Some history

Interest in the disclosure of equity derivative positions in New Zealand reached its zenith in late 2003.  At that time, the Court of Appeal in Ithaca (Custodians) Limited v Perry Corporation ruled that a cash-settled equity derivative did not give rise to a disclosable “relevant interest” in Rubicon shares merely because “market reality” meant that the equity amount payer would be likely to hold those shares as a hedge and sell them to its counterparty on termination.  The Court said something more, such as an actual arrangement or understanding between the parties, would be required in order to trigger a disclosure obligation.

In March 2004, the Privy Council denied Ithaca’s petition to appeal the Court of Appeal decision.  The immediate reaction from the Government was to propose amending legislation that would, arguably, have reversed the outcome of that case.  But the Government’s proposal met with a luke-warm response and was never implemented.

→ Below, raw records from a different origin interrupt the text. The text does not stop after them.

PR #476, opened 2018-11-22
Split a paragraph for ease of reading

stilez:
This paragraph isnt easy to parse for a user.  Also it tends to mis-suggest key handling (it says it stores the key, but storing the key locally is actually a default+user choice, not a necessity, so the reader has to figure out this vs. next paragraph which is avoidable).

Refactor it (without changing its substance) to make it easier to read.

### DIFF
--- a/userguide/storage.rst
+++ b/userguide/storage.rst
@@ -1371,17 +1371,21 @@ changed, and destroying a zvol requires confirmation.
 Managing Encrypted Volumes
 ^^^^^^^^^^^^^^^^^^^^^^^^^^
 
-%brand% generates and stores a randomized *encryption key* whenever
+%brand% generates a randomized *encryption key* whenever
 a new encrypted volume is created. This key is required to read and
-decrypt any data on the volume.
+decrypt any data on the volume. 
 
-Encryption keys can also be downloaded as a safety measure, to allow
-decryption on a different system in the event of failure, or to allow
-the locally stored key to be deleted for extra security. Encryption
-keys can also be optionally protected with a *passphrase* for
-additional security. The combination of encryption key location and
-whether a passphrase is used provide several different security
-scenarios:
+By default, %brand% stores encryption keys locally within its system
+settings, so that authorized users can easily login and decrypt volumes.
+
+Encryption keys can also be downloaded. This is useful as a safety
+measure, to allow key backup, decryption on a different system in the
+event of failure, or so that the locally stored key can be deleted for
+extra security. Encryption keys can also be optionally protected with a
+*passphrase* for additional security. 
+
+The combination of encryption key location and optional passphrase is
+useful in several different security scenarios:
 
 * *Key stored locally, no passphrase*: the encrypted volume is
   decrypted and accessible when the system running. Protects "data at
--- a/userguide/storage.rst
+++ b/userguide/storage.rst
@@ -1375,9 +1375,9 @@ Managing Encrypted Volumes
 a new encrypted volume is created. This key is required to read and
 decrypt any data on the volume. 
 
-By default, %brand% stores encryption keys locally within the system
-settings so volumes can automatically decrypt when the system
-starts or when triggered by an authorized user.
+%brand% stores encryption keys on the system boot pool by default, so 
+encrypted pools can be automatically decrypted when the system starts,
+or when triggered by an authorized user.
 
 Encryption keys can also be downloaded. This is useful as a safety
 measure to allow key backup, to use the key for decryption on a different system in the
--- a/userguide/storage.rst
+++ b/userguide/storage.rst
@@ -1376,7 +1376,7 @@ a new encrypted volume is created. This key is required to read and
 decrypt any data on the volume. 
 
 By default, %brand% stores encryption keys locally within the system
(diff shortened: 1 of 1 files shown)


userguide/storage.rst
```diff
@@ -1371,17 +1371,22 @@ changed, and destroying a zvol requires confirmation.
...
-Encryption keys can also be downloaded as a safety measure, to allow
-decryption on a different system in the event of failure, or to allow
-the locally stored key to be deleted for extra security. Encryption
-keys can also be optionally protected with a *passphrase* for
-additional security. The combination of encryption key location and
-whether a passphrase is used provide several different security
-scenarios:
+decrypt any data on the volume. 
+
+By default, %brand% stores encryption keys locally within its system
```
Mrt134:
```suggestion
%brand% stores encryption keys locally within the system
```

userguide/storage.rst
```diff
@@ -1371,17 +1371,22 @@ changed, and destroying a zvol requires confirmation.
...
+settings, so that volumes can easily be decrypted automatically on system
```
Mrt134:
```suggestion
 settings so volumes can automatically decrypt when the system
```

userguide/storage.rst
```diff
@@ -1371,17 +1371,22 @@ changed, and destroying a zvol requires confirmation.
...
+start-up, or by authorized users.
```
Mrt134:
```suggestion
starts or when triggered by an authorized user.
```

userguide/storage.rst
```diff
@@ -1371,17 +1371,22 @@ changed, and destroying a zvol requires confirmation.
...
+
+Encryption keys can also be downloaded. This is useful as a safety
+measure, to allow key backup, decryption on a different system in the
+event of failure, or so that the locally stored key can be deleted for
+extra security. Encryption keys can also be optionally protected with a
```
Mrt134:
```suggestion
extra security. Encryption keys can also be protected with a
```

userguide/storage.rst
stilez: It doesn't always store it (you can remove the local copy). Surely better to say "by default stored" in the first place, rather than somewhat mislead with information that has to later be qualified, when its that easy to give accurately in the first place?

userguide/storage.rst
stilez: Yes

userguide/storage.rst
stilez: "The system" is good no question tho

userguide/storage.rst
```diff
@@ -1371,17 +1371,22 @@ changed, and destroying a zvol requires confirmation.
...
-decryption on a different system in the event of failure, or to allow
-the locally stored key to be deleted for extra security. Encryption
-keys can also be optionally protected with a *passphrase* for
-additional security. The combination of encryption key location and
-whether a passphrase is used provide several different security
-scenarios:
+decrypt any data on the volume. 
+
+By default, %brand% stores encryption keys locally within the system
+ settings so volumes can automatically decrypt when the system
```
a-stjohn:
```suggestion
settings so volumes can automatically decrypt when the system
```

Appears to be an extra space there.

userguide/storage.rst
```diff
@@ -1371,17 +1371,22 @@ changed, and destroying a zvol requires confirmation.
...
-decryption on a different system in the event of failure, or to allow
-the locally stored key to be deleted for extra security. Encryption
-keys can also be optionally protected with a *passphrase* for
-additional security. The combination of encryption key location and
-whether a passphrase is used provide several different security
-scenarios:
+decrypt any data on the volume. 
+
+By default, %brand% stores encryption keys locally within the system
+settings so volumes can automatically decrypt when the system
```
wblock: "within the system settings" is not clear.  Does it mean "in the system configuration database"?

s/can automatically decrypt/can be automatically decrypted/

This would also be an opportunity to avoid starting a sentence with a halting aside by moving the "by default" to later:

`` %brand% stores encryption keys on the system boot pool so encrypted pools can be automatically decrypted when the system starts. ``

userguide/storage.rst
```diff
@@ -1371,17 +1371,22 @@ changed, and destroying a zvol requires confirmation.
...
+starts or when triggered by an authorized user.
+
+Encryption keys can also be downloaded. This is useful as a safety
+measure, to allow key backup, decryption on a different system in the
```
```suggestion
measure to allow key backup, to use the key for decryption on a different system in the
```

userguide/storage.rst
```diff
@@ -1371,17 +1371,22 @@ changed, and destroying a zvol requires confirmation.
...
+event of failure, or so that the locally stored key can be deleted for
```
```suggestion
event of failure, or so the locally stored key can be deleted for
```

userguide/storage.rst
stilez: Done

wblock:
This PR has been overtaken by changes in the previous PR about encrypted disks.  After talking to support, it was felt that dealing with manual mounting of encrypted pools is a complex topic that cannot be done through the UI, so we cannot give a complete description of it here.  One suggestion was submitting a document on that to the forums, which could be added to the Resources section.

Thanks!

Since 2004, equity derivatives have largely flown under the regulatory radar.  The shift in various other jurisdictions towards the disclosure of purely synthetic equity positions has not been proposed in New Zealand.  Until now.

Takeovers Panel Consultation Paper

On 24 August 2012, the Takeovers Panel issued a Consultation Paper entitled Disclosure of Equity Derivative Positions.  While the Panel’s focus is, not surprisingly, on disclosure in the context of a takeover, the paper also considers disclosure more generally.

Background

The Paper begins with a background section, which outlines the position in Australia and the UK, refers to the Perry case, then considers the two principal disclosure regimes in New Zealand:  the general disclosure regime in the Securities Markets Act 1988 (which applies to substantial security holders) and the takeovers disclosure regime in the Takeovers Code (which applies to offerors and target companies).  In general, neither of those regimes currently requires the disclosure of cash-settled equity derivative positions.

Is there a problem in New Zealand?

The Panel admits it is not aware of evidence that equity derivatives are necessarily having a negative impact on the takeovers market in New Zealand.  Nonetheless, given the Panel’s preferred option (see below), it is clear that the Panel is not approaching the issue from an impartial perspective.  Rightly or wrongly, the Panel believes it is inevitable that the problems encountered in offshore markets will eventually hit New Zealand.  This is despite the modest size of the New Zealand equity derivatives market and the low level of takeover activity.

Options for reform

Given that predisposition, it is not surprising that, of the three options the Panel considers, maintaining the status quo is the least preferred. 

The second option - to amend the Takeovers Code to require long equity derivative positions to be disclosed in a takeover - is seen as better.  However, according to the Panel, its shortcomings are that the disclosure obligations only apply in the context of a takeover and, even then, they only catch certain parties.

These shortcomings would be addressed by the third, and preferred, option.  This builds on the second option by also requiring long equity derivative positions to be included in calculations under the substantial security holder regime.  In other words, under the preferred option, a physical 4% interest coupled with a synthetic 2% interest would need to be disclosed under the Securities Markets Act (as it exceeds the 5% threshold).  That would be the case whether or not a takeover offer had been made.  By contrast, such an interest does not currently need to be disclosed.

Such extended disclosure would, the Panel suggests, “promote efficient allocation of resources” and “ultimately promote confidence in, and the international competitiveness of, the New Zealand capital markets.”  A worthy cause indeed.  But this is a mantra that has been rolled out with such predictable regularity, as a justification for almost all of the financial market reforms of the last 20 years, that it has become hackneyed to say the least. 

Given that:

  1. there is no evidence of a problem in New Zealand;
  2. if there is a problem, there is no evidence that it is having any significant effect on confidence in, and the competiveness of, New Zealand capital markets; and
  3. there is nothing to suggest that problems offshore will spring up in New Zealand any time soon,

perhaps this is a solution to a problem that doesn’t exist.

Submissions on the Paper close on 5 October.